Each one of these devices uses mechanical principles to achieve a function. Some objects are “consumer end products,” and others are “behind the scenes” mechanisms necessary to create the wonderful tools and devices that make our lives comfortable, productive, and efficient. You’ll see more examples of these mechanical principles that were modified, utilized, and refined to achieve the successes of the industrial revolution and modern applications of science and technology. Let’s move, turn, and explore these Marvelous Mechanisms and ponder how they work, what principles of mechanics they apply, and how the innovations drove industry.
Power transmission is an important part of any manufacturing operation. The Almond Drive was developed to reduce maintenance costs and noise involved in power transmission. It changes the direction of the motion by 90° without gears. The transmission is intended to be mounted on a ceiling, so it does not take up floor space.
Sewing machines have a fascinating and storied history to tell. In the late 1700s, a British cabinet maker designed a machine for sewing leather.
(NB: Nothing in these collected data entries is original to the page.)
PR #351, opened 2020-03-24
Add .clang-tidy and implement fixes

nsirola:
Enable most of checks in `.clang_tidy`  and implement the suggested fixes. No functional changes intended.

Had to exclude only three checks:
- `hicpp-signed-bitwise` : would require every single `1 << 2` to be rewritten as `1U << 2U`
- `cert-err34-c`: requires all instances of `sscanf` to be replaced with `strtol` in rtcm3tosbp.c
- `llvm-include-order`: clashes with current `clang-format` settings

Test coverage takes a small hit because of many untested `else if` lines being split on two lines.


anth-cole:
lgtm - thanks for fixing.

PR #354, opened 2020-03-27
STAR-953: decode convert UBX GLO ephemeris [WIP]

nsirola:


c/src/ubx_ephemeris/glo.c
```diff
@@ -0,0 +1,166 @@
...
+static u8 reverse_byte(u8 b) {
+  b = (b & 0xF0) >> 4 | (b & 0x0F) << 4;
+  b = (b & 0xCC) >> 2 | (b & 0x33) << 2;
+  b = (b & 0xAA) >> 1 | (b & 0x55) << 1;
+  return b;
+}
+
+static gps_time_t glo2gps_wrapper(const glo_time_t *t) {
+  /* return time with factory UTC parameters */
+  /* TODO collect utc_params from UBX-MGA-GPS-UTC */
```
adel-mamin: The `TODO` note is still needed and to be addressed later I assume.

c/src/ubx_ephemeris/glo.c
```diff
@@ -0,0 +1,166 @@
...
+  return glo2gps(t, /* utc_params = */ NULL);
+}
+
+/**
+ * Decodes GLO pages 1-5.
+ * Reference: GLO OS SIS ICD, Issue 1.3, December 2016
+ * @param data context data
+ * @param prn transmitter's PRN
```
adel-mamin: `fcn` doc is missing.

c/src/ubx_ephemeris/glo.c
```diff
@@ -0,0 +1,166 @@
...
+  if (prn == UBX_UNKNOWN_PRN) {
+    /* PRN not yet known, don't try to decode */
+    return;
+  }
+
+  /* all pages collected, prepare the strings for decoder */
+
+  glo_string_t page[GLO_MAX_STRING_NUM];
+  assert(ARRAY_SIZE(page) == ARRAY_SIZE(sat->string));
+  memset(&page, 0, ARRAY_SIZE(page) * sizeof(glo_string_t));
```
adel-mamin: `memset(&page, 0, sizeof(page));`

c/src/ubx_ephemeris/glo.c
```diff
@@ -0,0 +1,166 @@
...
+
+  for (int i = 0; i < (int)ARRAY_SIZE(page); i++) {
```
adel-mamin: Maybe add a comment why this swap and reverse is needed.

c/src/ubx_ephemeris/glo.c
nsirola: Yes, or this will fail after the next leap second event (potentially 1st Jan 2021)

c/src/ubx_ephemeris/glo.c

In the 1830s, a French tailor and inventor had come up with a successful design but was run out of town by seamstresses afraid of losing their jobs to this “automatic machine.” Through the 19th and into the 20th century, there were hundreds of sewing machine manufacturers and designs. From 1858 to 1860, a Family machine was made in Brattleboro, Vermont. It sold for about $10, which is around $350 today. Jones and Lamson; Lamson, Goodnow, and Yale; and Vermont Arms Co. produced the Windsor from about 1856 to 1861.
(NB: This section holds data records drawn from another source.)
PR #365, opened 2020-04-06
Use equality comparisons for integer tows in check_rtcm3

nsirola:
Ephemeris equality comparisons for some reason left 4-30 second slack for TOWs. Moreover after removing the surrounding `fabs` they allow unlimited error to the other direction. Fix by using equality comparisons as the TOWs are all integer seconds.

Turns out the example BDS ephemeris TOE and TOC values were invalid thus changed their value on round-trip conversion. Updated the example values.


c/tests/check_rtcm3.c
```diff
@@ -1653,7 +1653,7 @@ static msg_ephemeris_bds_t get_example_bds_eph() {
   ret.common.sid.sat = 25;
   ret.common.sid.code = CODE_BDS2_B1;
   ret.common.toe.wn = 2022;
-  ret.common.toe.tow = 460800;
+  ret.common.toe.tow = 460814;
```
nsirola, line 1656: The TOW values in SBP are in GPS time. The former value 460800 implied BDS timestamp of 460786 which is not divisible by 8 and thus is not a valid value for BDS ephemeris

This machine is called a New England. It was a simple hand-crank model that was probably made by Samuel Barker and Thomas White. White would later buy the rights to produce the Clarke’s Revolving Looper, made by Lamson, Goodnow, and Yale right here in Windsor.
A specialized lathe is used to make complex geometric patterns, most often decorative. This one operates much like a spirograph. By setting the axis of one rotation off and away from another, it will create arcs instead of true circles.
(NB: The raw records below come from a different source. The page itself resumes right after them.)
PR #366, opened 2020-04-06
Update Libswiftnav

akleeman:
I was getting a fatal reference when updating submodules in orion engine which I think comes down to this change.

It seems to be referencing a commit from here: https://github.com/swift-nav/libswiftnav/pull/129 @silverjam ?


silverjam:
Weird, if this works, :shipit: ?

akleeman:
Yeah I can't figure out what happened, but updating libswiftnav to master seems to fix it :man_shrugging:

silverjam:
@akleeman I think I maybe had the submodule pointing at a branch that got deleted, for PR #363 I had gnss-converters pointing at a branch in libswiftnav, but probably didn't update the submodule pointer after the libswiftnav PR got merged

akleeman:
Ah that makes sense!  Oops.  Anyway it's trickling down the auto submodule chain so should be all clear!

martin-swift:
that's the usual suspect!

It is incredibly hard to make small components with a high degree of precision. This machine uses a pin in the front to trace a metal pattern. The motions and pathways are transferred and repeated through parallel joints. A cutting tool on a stock piece of material follows that pattern. The relative distances of the pivots will dictate the scale of the part.
Commercial typewriters came into production in the late 1800s. Over the turn of the century, there were many manufacturers and designs. In order to produce a “user-friendly” device, many complex operations and intricate parts needed to be assembled with a high degree of precision. Many tools and techniques developed and improved in gun making, clockwork, and similar operations were employed in making typewriters.
Much like the one you see at a modern hardware store, this cutter follows the profile of an existing key as it cuts a blank key.
On the face of it, this is simply a useful tool for adding and subtracting. Imagine the inner workings of this device and consider the complexities of the mechanisms necessary to make it work reliably and with ease.
This is a commercial solution to rapidly counting the length of ribbon as it gets wound onto an empty spool before being sold to the customer. As you wind the ribbon onto the spool, the counter shows you how many yards have been wound. The circumference of the counting wheel is 18 inches.
A piano is a true “Mechanical Marvel” with many delicately balanced and levered components. A player-piano takes advantage of this by adding “actuators,” which control a moving part. The actuators get their instructions from a series of carefully placed holes in a paper roll passed over a manifold with a row of holes called a tracker bar. In a player piano, notes are triggered by a vacuum. This air pump is used to provide suction to the vacuum. The bellows create the vacuum in the tracker bar, and the holes release that pressure, which then activates the keys. This pump has five bellows that all operate at separate times to maintain a vacuum in the system.
Circles are remarkable shapes if you think about them. A single perfect circle represents the maximum area available within a set perimeter. Creating precise circles and dividing them incrementally is a significant feat in manufacturing. This is necessary for manufacturing; consider gears, spokes, bearings, and other circular components. They can be measured and divided in many ways (degrees, radians, circumference and more.) To do so accurately requires a very precise “ruler” of sorts.
We often take the action of rotation for granted. When something doesn’t rotate “perfectly,” we can see and feel the difference. Many machine operations are on linear axes, meaning back and forth, up and down, etc., in a straight line. Try creating a circle with only small, incremental linear motions. It’s almost impossible! This work table can be attached to a machine to allow circles and round features to be more easily and precisely created.
With many of these “Mechanical Marvels” we can observe processes like transfer of motion from rotational to linear, repeatable precision; cams, followers, slides, and ways. Some machines are “universal,” meaning they can be set up for various operations. Others are very specific in their utility and purpose. This device has many features that speak to its functions. This machine was a gift to a museum staff member from a friend who said, “I’ve had this for long enough, now you can have it.” So far, nobody has been able to identify exactly what it is.
What can you discern from these features and motions? What was its purpose?
What tools and equipment are similar looking and different, and in what ways?